Our method faces certain challenges in predicting the funciton of long protein sequences. In the future, alternative structure prediction methods can be considered to address this issue. Furthermore, integrating more diverse and heterogeneous data sources, along with pre-training protein structure models using experimentally determined and predicted protein structures, has the potential to improve the predictive performance of the model.
We propose a protein function prediction method using heterogeneous features, including sequence, predicted protein structure and protein–protein interaction relationships, that outperforms other state-of-the-art methods in terms of coverage and accuracy.

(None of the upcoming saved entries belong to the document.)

Issue #352, opened 2024-01-20
Allow custom startup animation


jxhug:
**Is your feature request related to a problem? Please describe.**
Basically it's a little weird opening vesktop in public places lol

**Describe the solution you'd like**
A way to customize the animation by uploading a gif alternative

**Describe alternatives you've considered**
Just use the regular discord startup animation

Vendicated:
the world needs to see shiggy

zt64:
destroy shiggy

Growebis:
> destroy shiggy

I 100% agree with this.

jokes aside, i would love for it to be customizable so i can put whatever i want.

Sqaaakoi:
can we have shoggy on startup?

DissolveDZ:
totally agree, it's really easy to replace the gif in the static folder and recompile though

OboTheHobo:
> totally agree, it's really easy to replace the gif in the static folder and recompile though

for people running from source sure, most users are probably using flatpak tho. And adding an option in the app would make things easier for the end user anyway.

Vendicated:
closing in favour of https://github.com/Vencord/Vesktop/issues/667

PR #354, opened 2024-01-22
Add an option to disable the splash animation

ading2210:
This PR adds a settings option to prevent the `shiggy.gif` image from being shown on the splash screen. This setting is off by default, so it shouldn't affect any existing behavior.

image

When this setting is enabled, the splash screen instead looks like this:
image

This PR would partially solve #352.

### DIFF
--- a/src/main/splash.ts
+++ b/src/main/splash.ts
@@ -20,7 +20,7 @@ export function createSplashWindow(startMinimized = false) {
 
     splash.loadFile(join(VIEW_DIR, "splash.html"));
 
-    const { splashBackground, splashColor, splashTheming } = Settings.store;
+    const { splashBackground, splashColor, splashTheming, disableSplashAnimation } = Settings.store;
 
     if (splashTheming) {
         if (splashColor) {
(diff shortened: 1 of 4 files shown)


ading2210:
@Sqaaakoi

Would something like this be better for the window size?

image

Sqaaakoi:
> @Sqaaakoi
> 
> Would something like this be better for the window size?
> 
> image

That looks better

Vendicated:
this is just ugly and bad

ading2210:
@Vendicated How is giving users the option to disable a forced (and weird looking) animation a bad thing? 

If the only problem is that it's ugly, could you give some suggestions to make it look better?

Sqaaakoi:
> @Vendicated How is giving users the option to disable a forced (and weird looking) animation a bad thing?
> 
> If the only problem is that it's ugly, could you give some suggestions to make it look better?

disable the loading screen entirely

Sqaaakoi:
also shiggy is cute

Vendicated:
there's nothing forced about it. you're welcome to not use this piece of software

in any case, the way to make it look better is to provide alternative loading animations, or provide a way to customise it. do not use the discord icon or any other trademark/copyrighted material

ading2210:
@Vendicated Alright, I'll add a way to customize the image, and then I'll make a new PR.

PR #355, opened 2024-01-22
Add option for custom startup animations

ading2210:
Based on feedback from #354, I've implemented a way to set a custom image on the splash window. The file is loaded from the user's filesystem, so no copyrighted assets are used.

image

https://github.com/Vencord/Vesktop/assets/71154407/53f73e02-f47d-41f9-82fa-8998a8c03252

This fixes issue #352 completely.


ading2210:
I wouldn't recommend merging this at the moment, since it's currently broken under Windows.

ading2210:
Is anyone else able to test this on Windows? The person I had asked to test it before didn't rebuild the app properly. They rebuilt it today with the latest changes, and it's working now.

builtbyvys:
@ading2210 seems to work for me (i had to get something from google)
image

jacksongoode:
Works for me 👍 definitely needed!

Arian04:
is there anything blocking the merging of this that I could help with? If you guys need another tester for this on Windows in addition to the two people above, I could try it out.

src/renderer/components/Settings.tsx
```diff
@@ -153,6 +153,43 @@ export default function SettingsUi() {
                 </>
             )}
 
+            <Forms.FormTitle>Custom Spash Animation</Forms.FormTitle>
```
TheAyes, line 156:
```suggestion
            <Forms.FormTitle>Custom Splash Animation</Forms.FormTitle>
```

ading2210: This got fixed in the latest commit.
image

ading2210:
@Vendicated

Now that all the merge conflicts are fixed (thanks to @sz6084), do you have any suggestions on how this PR can be improved? Considering the demand for this feature, hopefully we can get this merged as soon as possible.

src/main/index.ts
```diff
@@ -74,6 +74,10 @@ function init() {
 
         registerScreenShareHandler();
         registerMediaPermissionsHandler();
+        //register file handler so we can load the custom splash animation from the user's filesystem
+        protocol.handle("splash-animation", () => {
+            return net.fetch("file:///"+splashAnimationPath);
```
Cynosphere, line 79: From the other PR, it would still be better if this was just a `fs.readSync` call

Cynosphere (changes requested):

src/main/index.ts
ading2210: I disagree, since the Electron protocol handler API [expects a promise for a fetch response](https://www.electronjs.org/docs/latest/api/protocol#protocolhandlescheme-handler) as the return value. 

Using a synchronous API for this isn't ideal because it will block the rest of the main process which will increase the startup time as it waits for the file to load.

The Electron docs also say to use `net.fetch` for reading local files: https://www.electronjs.org/docs/latest/breaking-changes#deprecated-protocolregisterinterceptbufferstringstreamfilehttpprotocol

Cynosphere: I was confusing it with interceptBufferProtocol the entire time then.

rklxmok:
Where are we at so I can use vencord without a furry?

Meko199:
When is this going to be added?

ilobilo:
👀

tiagorangel2011:
i know this comment is going to be marked as spam but PLEASE ADD THIS. Is there anything blocking this from being merged? it seems to be fully working. (also this serves as kind of a bump)

jxhug:
ppl want more features in the pr for some reason :/
it seems great to me

atriup:
Any idea of when this will be added? More customization is always a bonus and this has a good amount of demand for it (relative to the size of the project at least).

henry9836:
found this, thought I'd share while we wait for the developer to accept that not everyone wants to see his waifu [fork of vesktop that has the feature and is on the aur as well as other package managers] (https://github.com/verticalsync/Sunroof)

tomma365:
using ading2210's repo works for the intended feature, (I can set custom splash screen) however my only issue with this repo is the go live screen doesnt let me select an audio source from a single application like the master branch does, I just get "Entire System" or "none", my understanding is that the custom splash feature is going to be merged with master branch, but i just wanted to see if anyone had a solution to this problem

ading2210:
I added a preview of the splash image to the Vesktop settings menu. This is an important requirement for loading the animation from the Vesktop cache, since displaying only the file path won't be possible with that approach. 

vesktop_pr_1

I do eventually plan to implement all of the suggestions in #667, such as adding the ability to choose multiple images that are selected randomly and adding a toggle to turn off the splash screen entirely.

FAArik:
when will this be added ?

ading2210:
@Covkie That error is fixed in the latest commit. It was happening because Vesktop was unconditionally trying to delete and remake the splash directory, even if it didn't exist before. Obviously this would have caused an error when it tried to remove a nonexistent directory, but it didn't happen in my previous testing because that directory was already there.

lothar-cell:
Can't wait to get rid of the furry splash:)

stankovictab:
If you guys don't want to wait another half a year for this to be merged, check out [Equibop](https://github.com/Equicord/Equibop), it already has this funciton.

FAArik (approved):

ading2210:
@MMachado05 An  tag is used to load the animation, so APNG, AVIF, and WebP images should all work already.

Fxzzi:
I've gone ahead and done some testing with this PR on linux. From what I can see, everything seems to work perfectly on my end. Imo, this is ready for merging but I'm not a maintainer soooo

lewisakura:
Has this been Flatpak tested?

lothar-cell:
Why do I get the feeling that the devs cannot be bothered with this, because they love that mascot or what?

jmshgs:
freaky devs

lewisakura:
> Why do I get the feeling that the devs cannot be bothered with this, because they love that mascot or what?

I think the fact I'm asking about the test status of this PR implies I care about it, but to be frank this isn't the most important code change in the world. We are all busy people nonetheless. And of course we do love Shiggy. Who doesn't? :P

Anyhow, if anyone decides to comment on this PR going forward, please keep it to development work or testing results only since you are just sending e-mails for no reason. If people don't comply I'll lock the PR and discussion will continue on Discord instead.

ADecametre:
Amazing, thank you. :pray:

eeelbrens:
so?

kxtzownsu:
I think this is a pretty good PR, not sure why this isn't merged honestly 🤷‍♂️

SomeRandomCpu:
Please merge this. I can't open vesktop in public places until this gets merged.

LethalManBoob:
> Please merge this. I can't open vesktop in public places until this gets merged.

just use equibop

lewisakura:
> Has this been Flatpak tested?

@ading2210 I still need an update on this. This isn't mergeable if it doesn't work in Flatpak.

chrrybmb64:
> Please merge this. I can't open vesktop in public places until this gets merged.

it's a dancing pixelated anime girl, you're acting like it's nsfw

LethalManBoob:
dev is malding rn and hiding comments he doesnt like

LethalManBoob:
im glad equibop is an alternative, i refuse to use vesktop for this reason. juvenile dev

Vendicated:
Superseded by #1179 which implements this in a generic & extendable (and safer) way for both splash and tray images

Thanks for your work though!

PR #360, opened 2024-01-24
Workaround screenshare audio using microphone on debian bug

Curve:
See Vencord/venmic#15.

This is a draft because [this big boy](https://github.com/Vencord/venmic/actions/runs/7646536541/job/20835545882) is still running

### DIFF
--- a/src/main/venmic.ts
+++ b/src/main/venmic.ts
@@ -4,7 +4,7 @@
  * Copyright (c) 2023 Vendicated and Vencord contributors
  */
 
-import { PatchBay } from "@vencord/venmic";
+import type { PatchBay } from "@vencord/venmic";
 import { app, ipcMain } from "electron";
 import { join } from "path";
 import { IpcEvents } from "shared/IpcEvents";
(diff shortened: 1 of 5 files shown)


src/main/venmic.ts
```diff
@@ -51,17 +54,35 @@ ipcMain.handle(IpcEvents.VIRT_MIC_LIST, () => {
...
+    const data: LinkData = {
         include: targets.map(target => ({ key: "application.name", value: target })),
         exclude: [{ key: "application.process.id", value: getRendererAudioServicePid() }]
-    })
-);
+    };
+
+    if (workaround) {
+        data.workaround = [
+            { key: "application.process.id", value: getRendererAudioServicePid() },
```
Vendicated, line 65: nit: it would be better to store the result of this in a variable to avoid the extra work (i assume collecting metrics is kinda costly)

src/main/venmic.ts
```diff
@@ -4,11 +4,14 @@
  * Copyright (c) 2023 Vendicated and Vencord contributors
  */
 
+import { PatchBay } from "@vencord/venmic";
```
Vendicated, line 7:
```suggestion
import type { PatchBay } from "@vencord/venmic";
```

src/main/venmic.ts
Curve: True, good idea

Curve: Can we use a global cached variable?

Curve:
Tests are still failing because I had the types wrong in venmic 3.3.1, 3.3.2 is currently underway :face_with_spiral_eyes:

Vendicated:
soon

is this ready for merge?

Vendicated (approved):

Curve:
> soon
> 
> is this ready for merge?

Yes

PR #370, opened 2024-01-31
Add zoom slider, match official client zoom

Kaydax:
This code is really bad, so I expect many change request. However its working fine.

This adds a zoom slider to the Vesktop settings page as well as rebinds ctrl+/- to use these zoom controls instead of the built in electron zoom controls.


src/main/mainWindow.ts
```diff
@@ -470,6 +503,32 @@ export async function createWindows() {
                 mainWin!.maximize();
             }
         });
+
+        mainWin.on("focus", () => {
```
Vendicated, line 507: this is a really bad way to do this. why not use menu items with accelerators like previously?

Vendicated:
i dont think this is very useful. why would anyone do this instead of just using zoom shortcuts?

sunnniee:
> i dont think this is very useful. why would anyone use this instead of just using zoom shortcuts?

because they simply don't know the zoom shortcuts exist. changing zoom is a reoccurring question in the support channel

Vendicated:
people also constantly ask how to change vencord location in vesktop even tho its inside vesktop settings

people are simply stupid. you cant fix that by adding pointless settings

Kaydax:
> i dont think this is very useful. why would anyone use this instead of just using zoom shortcuts?

I explained this in the dev channel. The current zoom shortcut buttons do not match the same zoom scale as the official discord client, thus causing totally different zoom levels between the two. It's more of a OCD thing than anything, but also makes the client feel more like the official one

src/main/mainWindow.ts
Kaydax: Because it refused to work with the menu items after hours of trying. If anyone is able to get it working that way instead that would be super helpful

DRAGONTOS:
+1

TomTheDragon:
The zoom shortcut does not seem to work on linux (Vesktop and/or official client)
So a slider like the official client has, seems to be the only way to get zoom functionality

D3SOX:
@TomTheDragon I don't why it doesn't work for you but <kbd>CTRL</kbd> + <kbd>0</kbd> / <kbd>-</kbd> / <kbd>+</kbd> work fine for me on Linux with KDE Plasma

TomTheDragon:
> @TomTheDragon I don't why it doesn't work for you but CTRL + 0 / - / + work fine for me on Linux with KDE Plasma
I just gave it a try on my other machine and zoom over the shortcut works fine over there.
Both machines run KDE6, so not sure whats the problem then.
But hey it at least shows that you can run into the problem, in which you are dependent on a slider.

TomTheDragon:
> @TomTheDragon I don't why it doesn't work for you but CTRL + 0 / - / + work fine for me on Linux with KDE Plasma

I just gave it a try on my other machine and zoom over the shortcut works fine over there.
Both machines run KDE6, so not sure whats the problem then.
But hey it at least shows that you can run into the problem, in which you are dependent on a slider.

Kaydax:
So any updates on this? If there is still a problem with how I handle the inputs for zoom, it would be good to help find a better way if that's the only issue.

Geryythekid:
> So any updates on this? If there is still a problem with how I handle the inputs for zoom, it would be good to help find a better way if that's the only issue.

I have a problem, zoom simply does not work, i am on kde6. Besides that i only have a 60% keyboard and there way to make those combos work. I dont wanna ask a buddy for a full sized keyboard every time i need to change smth like this. Getting a full sized keyboard is not a solution either.

Kaydax:
> I have a problem, zoom simply does not work, i am on kde6. Besides that i only have a 60% keyboard and there is no way to make those combos work. Getting a full sized keyboard is not a solution either, nor having 2 keyboards on the desk at the same time.

Wdym the "no way to make those combos work". The only key combos used are CTRL +/-. and 60% keyboards have +/-

Geryythekid:
> > I have a problem, zoom simply does not work, i am on kde6. Besides that i only have a 60% keyboard and there is no way to make those combos work. Getting a full sized keyboard is not a solution either, nor having 2 keyboards on the desk at the same time.
> 
> Wdym the "no way to make those combos work". The only key combos used are CTRL +/-. and 60% keyboards have +/-

Those combos work only in english layout on the 60%keyboard, which i rarely use. Took me some time to find out.

src/main/mainWindow.ts
Vendicated: it works very much the same. did you maybe forget to remove the default zoom handlers? they might take priority over your accelerators

src/renderer/components/settings/WindowZoom.tsx
```diff
@@ -0,0 +1,48 @@
...
+    return (
+        <>
+            <Forms.FormTitle className={Margins.top16 + " " + Margins.bottom8}>Zoom Level</Forms.FormTitle>
+            <Slider
+                className={Margins.top20}
+                initialValue={zoomFactor}
+                defaultValue={1}
+                onValueChange={v => {
+                    settings.zoomFactor = v;
+                    VesktopNative.win.zoom(v);
```
Vendicated, line 37: you don't need this ipc call. you can register a settings change listener in the native process, look at the `initSettingsListener` function in mainWindow.ts

src/renderer/components/settings/WindowZoom.tsx
```diff
@@ -0,0 +1,48 @@
...
+                    setZoomFactor(v);
```
Vendicated, line 38: you don't need this state. via `useSettings()`, you can get a stateful settings object that will automatically rerender your component on change

the parent component already uses this hook so you should not need to call it yourself

src/renderer/components/settings/WindowZoom.tsx
```diff
@@ -0,0 +1,48 @@
...
+import { Forms, Slider, useEffect, useState } from "@vencord/types/webpack/common";
+
+import { SettingsComponent } from "./Settings";
+
+export const WindowZoom: SettingsComponent = ({ settings }) => {
+    const [zoomFactor, setZoomFactor] = useState(settings.zoomFactor ?? 1);
+
+    useEffect(() => {
+        const handleZoomChange = event => {
+            console.log("zoom changed", event.detail);
```
Vendicated, line 17:
```suggestion
```

src/renderer/components/settings/WindowZoom.tsx
```diff
@@ -0,0 +1,48 @@
...
+            setZoomFactor(event.detail);
+        };
+
+        window.addEventListener("zoomChanged", handleZoomChange);
```
Vendicated, line 21: you shouldn't need this event. changing settings will already update your state & rerender the ui

Vendicated (changes requested):
you convinced me so i guess we can go forward and get this merged! 

however there are some things that need to be fixed first

src/main/mainWindow.ts
Vendicated: it works very much the same. did you maybe forget to remove the default zoom handlers? they might take priority over your accelerators

src/shared/settings.d.ts
```diff
@@ -20,6 +20,7 @@ export interface Settings {
     arRPC?: boolean;
     appBadge?: boolean;
     disableMinSize?: boolean;
+    zoomFactor?: number;
```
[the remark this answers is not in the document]
Kaydax: Then how would it persist after restarting?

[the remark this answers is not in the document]
Vendicated: state is also persisted!

src/renderer/components/settings/WindowZoom.tsx
Kaydax: I removed the listener, and the UI element does not update when the zoom gets changed, even with a listener

NoltoxGit:
Hi here!
Any news about this PR? I rly need this option bcs shortcuts doesn't work too.

PR #247, opened 2019-01-03
don't elevate warning to exception

umeboshi2:
I don't use warnings enough to notice that "raising" a warning promotes it to an exception.  This is to fix a bug in the former PR.


juriscraper/AbstractSite.py
```diff
@@ -25,7 +26,9 @@
     phantomjs_executable_path = _legacy_path
     msg = """Please place phantomjs executable in /usr/local/bin.
     See https://github.com/freelawproject/juriscraper/pull/241"""
-    raise DeprecationWarning(msg)
+    # oops don't raise DeprecationWarning(msg)
```
mlissner: I don't think we need these comments here. Can you remove them please before we pull?

umeboshi2: done.

PR #250, opened 2019-01-04
Futureproofing

umeboshi2:
This helps a bit more with preparing for py3.  The "test_everything" fails in py3 and nothing is tested.  There are also json differences when testing in py3 in "test_pacer".  However, everything should be just fine for py2.


mlissner:
Looks great, thank you!

PR #266, opened 2019-07-24
Fix scrapers: nj, njsuperctappdiv, mo, moctapp_eastern, moctapp_southern, moctapp_western, acca_p, acca_memorandum, acca_summary

janderse:
Fix acca_p, acca_memorandum, acca_summary scrapers
The formatting of the opinions HTML table changed and has more structure
now.  Updated scraper to work properly with the new format.

Fix nj and njsuperctappdiv scrapers to handle current json from court
The json feed provided by the court was cleaned up on the court side.
So the heuristics for creating a proper full URL for documents had
to be updated.  Specifically DocumentURL now has the complete URL
path not a partial path to the document at the court website.

Fix scrapers mo, moctapp_eastern, moctapp_southern, moctapp_western
The court provided HTML changed slightly, XPath needed updating


mlissner:
Thank you, this is great.

PR #268, opened 2019-08-02
Added scraper for patent trial and appeal board

varun-magesh:
Used https://www.uspto.gov/patents-application-process/patent-trial-and-appeal-board/precedential-informative-decisions, which lists all precedential and some informative decisions.

This source occasionally refers to different Papers within the same case as different decisions with different download links. For the time being, I have included an optional Paper number in parentheses following the docket number (e.g. `docket_numbers = 2019-00062 (Paper 11)`, but I'm not sure that this is the desired behaviour.


flooie:
@varun-magesh Thanks for submitting this but Im struggling to get this to run.  It looks like it's mixed OpinionSite and OpininoSiteLinear as well.  Happy to work on an updated version though.

PR #279, opened 2019-12-10
Add scraper for Supreme Court of Guam

mmantel:


flooie:
This is great @mmantel. Thank you for your addition.

flooie (approved):
This code looks good to me.  Its too bad that the quality on the website varies so broadly.  I revisited the 2019 list and found many of the cases with missing dates or docket numbers are now supplied.  Perhaps they just had a bad clerk at the time.

Otherwise its great to see the Territory of Guam make the list.

PR #282, opened 2020-01-16
activity_report

Alex-Devoid:
As discussed, a parser for PACER's Docket Activity Report (https://ecf.azd.uscourts.gov/cgi-bin/DktActivityRpt.pl). 

```
report = ActivityReport('azd', pacer_session)
report.query(open,closed,office,type,start,end,text)
print(report.data)
#returns results as JSON
```

### DIFF
--- a/juriscraper/pacer/activity_report.py
+++ b/juriscraper/pacer/activity_report.py
@@ -1,0 +1,259 @@
+"""Parse the iquery.pl ("Query" menu) result.
+This is pretty limited metadata about the case, although it
+presents some more information for BK cases.
+"""
+import pprint
+import sys
+
+from six.moves import range
+
+from .docket_report import BaseDocketReport
+from .reports import BaseReport
+from ..lib.log_tools import make_default_logger
+from ..lib.string_utils import clean_string, force_unicode, harmonize
+from ..lib.utils import clean_court_object
+
+logger = make_default_logger()
+
+
+class ActivityReport(BaseDocketReport, BaseReport):
+    """Parse the iquery.pl ("Query" menu) result.
+    This is pretty limited metadata about the case, although it
+    presents some more information for BK cases.
+    """
+    PATH = 'cgi-bin/DktActivityRpt.pl'
+
+    CACHE_ATTRS = ['metadata']
+
+    def __init__(self, court_id, pacer_session=None):
+        super(ActivityReport, self).__init__(court_id, pacer_session)
+        # Initialize the empty cache properties
+        self._clear_caches()
+        self._metadata = None
+
+    def parse(self):
+        self._clear_caches()
+        print(self)
+        super(ActivityReport, self).parse()
+
+    @property
+    def metadata(self):
+        if self._metadata is not None:
+
+            return self._metadata
+
+        # The data we're after look like this (re-spacing):
+        #
+        # <table width="98%" border="1">
+    	# 	<tbody>
+        #      <tr>
+        #           <td align="center"><b>Case Number/Title</b></td>
+        # 			<td align="center"><b>Dates</b></td>
+        # 			<td align="center"><b>Category/<br>Event</b></td>
+        # 			<td align="center"><b>Docketed by</b></td>
+        # 			<td align="center"><b>Notes</b></td>
+    	# 		</tr>
+    	# 	    <tr>
+        #             <td valign="top"><a href="https://ecf.azd.uscourts.gov/cgi-bin/DktRpt.pl?1224854">4:20-po-20403-EJM <br>USA v. Lopez-Domingo<br></a><b><font size="-1"> CASE CLOSED on 01/10/2020</font></b></td>
+        #             <td valign="top"><i>Entered: </i>01/13/2020 <br>15:25:21<br><i>Filed: </i>01/13/2020</td>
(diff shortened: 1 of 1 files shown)


juriscraper/pacer/activity_report.py
```diff
@@ -0,0 +1,254 @@
...
+        #         </tr>
+        #     </tbody>
+        # </table>
+
+        data = []
+
+        table = self.tree.xpath('//table')[0]
+
+        rows = table.xpath('.//tr')
+
```
mlissner: This whitespace should go.

juriscraper/pacer/activity_report.py
```diff
@@ -0,0 +1,254 @@
...
+        if self.is_valid is False:
+            return {}
+
+        data = list(self.metadata)
+        return data
+
+
+def _main():
+    if len(sys.argv) != 2:
+        print("Usage: python -m juriscraper.pacer.case_query filepath")
```
mlissner: Update this please

juriscraper/pacer/activity_report.py
```diff
@@ -0,0 +1,254 @@
...
+                    u"doc1":cols[cols.index('Document: ')+1].xpath('@href')[0],
+                    u"doc_count":cols[cols.index('Document: ')+2]
+
+                })
+
+
+        self._metadata = data
+        return data
+
+    def query(self, open, closed, office, type, start, end, text):
```
mlissner: Can't use `type` as a parameter, it's a Python keyword.

This should also support docket number, event category, case flags, and sorting. 

Are start and end done the same as other examples in Juriscraper? I think they have different names elsewhere.

Finally, your docstring should outline the parameters using `:param`, as elsewhere.

juriscraper/pacer/activity_report.py
```diff
@@ -0,0 +1,254 @@
...
+        <option value="ps">Prose Screening</option>
+        <option value="sc">Sealed Civil</option>
+        <option value="sm">Sealed Miscellaneous</option>
+        <option value="mb">Search Warrant</option>
+        <option value="sa">Staff Attorney Assignment</option>
+        <option value="at">Temporary Case Type</option>
+        <option value="vc">Virtual CR Case for 3rd Judge</option>
+        <option value="wi">Waiver of Indictment</option>
+        <option value="wt">Wire Tap</option>
+        <option value="gj">~Grand Jury</option>
```
mlissner: Are these universal or per court? If the latter, we should either remove them from here (I think this is probably preferred) or note that loudly.

juriscraper/pacer/activity_report.py
```diff
@@ -0,0 +1,254 @@
...
+        </select>
+
+        start = 'm/d/yyyy'
+        end = 'm/d/yyyy'
```
mlissner: These should be date objects. That way calling code doesn't have to think about dumb PACER date formatting decisions.

juriscraper/pacer/activity_report.py
```diff
@@ -0,0 +1,254 @@
...
+
+        text = 'summary' or 'full'
+        """
+
+        assert self.session is not None, \
+            "session attribute of DocketReport cannot be None."
```
mlissner: Update this, please.

juriscraper/pacer/activity_report.py
```diff
@@ -0,0 +1,254 @@
...
+            def isFlags(cols):
+                #Check for case flags. It's not always present.
+                try:
+                    cols.index('Case Flags:')
+                except ValueError:
+                    flag = "none"
+                    return flag
+                else:
+                    flag = cols[cols.index('Case Flags:')+3]
+                    return flag
```
mlissner: I don't think I would nest this here. Better to pull it out.

mlissner: Also, shouldn't it be more like `has_flags`?

juriscraper/pacer/activity_report.py
```diff
@@ -0,0 +1,254 @@
...
+                    u"filed": cols[cols.index('Filed: ')+1],
+                    u"closed": cols[8],
+                    u"event": cols[cols.index('Event:')+1],
+                    u"case_flags": flags,
+                    u"category": cols[cols.index('Category:')+1],
+                    u"presider": cols[cols.index('Presider: ')+1],
+                    u"office": cols[cols.index('Office:')+1],
+                    u"docketed_by":cols[cols.index('Document: ')+5],
+                    u"doc1":cols[cols.index('Document: ')+1].xpath('@href')[0],
+                    u"doc_count":cols[cols.index('Document: ')+2]
```
mlissner: It's hard to understand here what you're doing with the math and the indexing and whatnot. Could you pull some of these `cols.index(xxx)` bits into usefully named variables, maybe?

Formatting wise, these should have spaces around the `+` signs. Also, no whitespace before the tailing `}`.

juriscraper/pacer/activity_report.py
```diff
@@ -0,0 +1,254 @@
...
+
+    def __init__(self, court_id, pacer_session=None):
+        super(ActivityReport, self).__init__(court_id, pacer_session)
+        # Initialize the empty cache properties
+        self._clear_caches()
+        self._metadata = None
+
+    def parse(self):
+        self._clear_caches()
+        print(self)
```
mlissner: I assume printing this every time isn't desirable?

mlissner: And if that's true, do we need this function at all?

mlissner:
Closing, but happy to have it reopened one day.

A graph neural network combined with a geometric vector perceptron is applied to extract protein structure information.
Proteins with interactions are viewed as different words in a sentence, and sequence information and interaction information are fused by a PPI feature fusion module.
ACKNOWLEDGEMENTS
The work was carried out at National Supercomputer Center in Tianjin, and the calculations were performed on Tianhe new generation Supercomputer.
FUNDING
This work was supported by the National Natural Science Foundation of China under grants Nos 62272490 and 61972422.
AUTHORS’ CONTRIBUTION
R.Z., Z.H and L.D. conceived and designed the algorithm;, R.Z. and Z.H conducted the experiments, R.Z. analyzed the results. R.Z. and L.D. wrote and reviewed the manuscript.
DATA AVAILABILITY
The webserver and database are available at http://predgo.denglab.org/.
Author Biographies
Rongtao Zheng is a graduate student at School of Computer, Central South University, Changsha, China. His research interests include data mining and protein function prediction.
Zhijian Huang is a graduate student at School of Computer, Central South University, Changsha, China. His research interests include data mining and protein function prediction.
Lei Deng is a professor in School of Computer Science and Engineering, Central South University, Changsha, China. His research interests include data mining, bioinformatics and systems biology.